BTW, I often choose to write code like this even more succinctly:

tibble(int = 1:70) |>
mutate(response = case_when(
int %% 35 == 0 ~ "fizz buzz",
int %% 5 == 0 ~ "fizz",
int %% 7 == 0 ~ "buzz",
.default = as.character(int)
))
The style is also guide-compliant and again, contextually preferable (or at least, unproblematic).

You mentioned that this formatting style is contextually dependent, and I agree entirely. However, I want to elaborate on the nuances.

In general, this succint style only works if the function (mutate() in this case) receives a single multi-line argument.
The moment you introduce additional required arguments, or if you need to create more than one column in a single mutate() call, this style breaks.
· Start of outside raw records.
PR #1385, opened 2026-08-11
feat(cli): make task groups and describe navigable

jeffpignataro:
Three fixes to how the CLI surface is discovered, measured with a clean-room agent asked to find the affected-tests command with no prior knowledge of the tool. Before: 7 commands to the answer, one of them brute-forcing `--help` across all 10 task groups. After: 3 commands, 66% fewer bytes to get there.

**Task groups list their members.** `cache task group` said nothing about whether the command you want is inside, so the agent iterated every group to find out. Now:

```
Task Groups:
  auth     configure, login, logout, remove, status, use
  cache    diff
  wrapper  install, uninstall
```

Derived from the command tree rather than a new AXL field, so every repo's groups get it with no opt-in.

**`aspect describe` is tiered.** It was 185KB — too expensive to be the first call a reader makes, which defeats its purpose. It now prints a ~10KB index of commands and summaries; `aspect describe '<command>'` gives one task's full flags (~6KB). Discover-then-drill is ~16KB instead of 185KB.

**`aspect test --help` points at `aspect cache diff`**, which is what the re-run agent named as answering its question. The feature footer now says what features are (CI reporting and artifact integrations) instead of only that flags are hidden — the old wording sent the first agent hunting for test selection among them.

ENG-1975.

---

```
- `aspect --help` now lists what each task group contains instead of repeating the group's name.
- `aspect describe` now prints a compact index of commands and summaries; use `aspect describe '<command>'` for one task's full flags. The previous full-surface dump was ~185KB.
- `aspect test --help` cross-references `aspect cache diff` for running only affected tests.
```

### Test plan

- Covered by existing test cases (68 `aspect-cli` unit tests; 910 AXL cases via `aspect tests axl`)
- Manual testing:
  1. `aspect --help` shows member lists per group; long groups elide as `… (+41 more)`.
  2. `aspect describe` = 10,206 bytes; `aspect describe 'cache diff'` = 6,311 bytes; both valid JSON.
  3. `aspect describe 'nope'` errors and exits non-zero; unquoted `aspect describe cache diff` errors on the extra argument.
  4. Clean-room agent re-run reached the answer at command 3 vs command 7 previously.

### DIFF
--- a/crates/aspect-cli/src/cmd.rs
+++ b/crates/aspect-cli/src/cmd.rs
@@ -984,10 +984,6 @@ fn override_as_default(arg: &Arg, over: &[String]) -> serde_json::Value {
 }
 
 /// Every runnable command with its summary, and nothing else.
-///
-/// This is the default because the full surface is ~185KB — too expensive to
-/// be the first thing a reader fetches. The index is ~9KB and answers "what
-/// can I run here"; `aspect describe <task>` answers "how do I run it".
 fn describe_index(
     version: &str,
     tasks: &[&dyn TaskLike<'_>],
--- a/crates/aspect-cli/src/cmd.rs
+++ b/crates/aspect-cli/src/cmd.rs
@@ -108,7 +108,7 @@ impl<'a, 'v> Cmd<'a, 'v> {
             tree.insert(*task, &label, task_cmd)?;
         }
 
-        let group_section = group_section(&tree.group_names());
+        let group_section = group_section(&tree.group_rows());
         let root = Command::new("aspect")
             .bin_name("aspect")
             .about("Aspect's programmable task runner built on top of Bazel\n{ Correct, Fast, Usable } -- Choose three")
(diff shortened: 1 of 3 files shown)


crates/aspect-cli/src/cmd.rs
```diff
@@ -963,6 +983,52 @@ fn override_as_default(arg: &Arg, over: &[String]) -> serde_json::Value {
     }
 }
 
+/// Every runnable command with its summary, and nothing else.
+///
+/// This is the default because the full surface is ~185KB — too expensive to
```
jbedard: Outputting things like ~185k vs ~9kb sounds like slop that will be out of date within a week. I think half this second sentence can be dropped?

jbedard (approved):

crates/aspect-cli/src/cmd.rs
jeffpignataro: Yeah, definitely fair. Point-in-time comments seem dumb.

I also agree that for the specific example you showed, this style is perfectly fine and unproblematic.
Still, I believe its limitations should be more explicitly addressed in the style guide, as this pattern appears frequently in R and the Tidyverse. Below are some code examples that illustrate when this approach works well and when it becomes problematic:

Examples:

library(tidyverse)

# Ok and succinct
tibble(int = 1:70) |>
  mutate(response = case_when(
    int %% 35 == 0 ~ "fizz buzz",
    int %% 5 == 0 ~ "fizz",
    int %% 7 == 0 ~ "buzz",
    .default = as.character(int)
  ))

# Bad
tibble(int = 1:70) |>
  mutate(response = case_when(
    int %% 35 == 0 ~ "fizz buzz",
    int %% 5 == 0 ~ "fizz",
    int %% 7 == 0 ~ "buzz",
    .default = as.character(int)
  ), .before = int)


# Bad
tibble(int = 1:70) |>
  mutate(response = case_when(
    int %% 35 == 0 ~ "fizz buzz",
    int %% 5 == 0 ~ "fizz",
    int %% 7 == 0 ~ "buzz",
    .default = as.character(int)
  ),
    .before = int
  )


# Good
tibble(int = 1:70) |>
  mutate(
    response = case_when(
      int %% 35 == 0 ~ "fizz buzz",
      int %% 5 == 0 ~ "fizz",
      int %% 7 == 0 ~ "buzz",
      .default = as.character(int)
    ),
    sign = case_when(
      int > 0 ~ "positive",
      int < 0 ~ "negative",
      .default = "zero"
    ),
    .before = int
  )

Another example where this pattern appears and is the undocumented recommended (?) style:

# Good
testthat::test_that("Test context", {
  test_var <- 1 + 1
  expect_equal(test_var, 2)
})

In summary, the single-argument piping style can be concise and perfectly acceptable for simple cases, but it's important to recognize where it won't work. Making these caveats more explicit in the guide could help practitioners avoid confusion and use this stylistic choice wisely.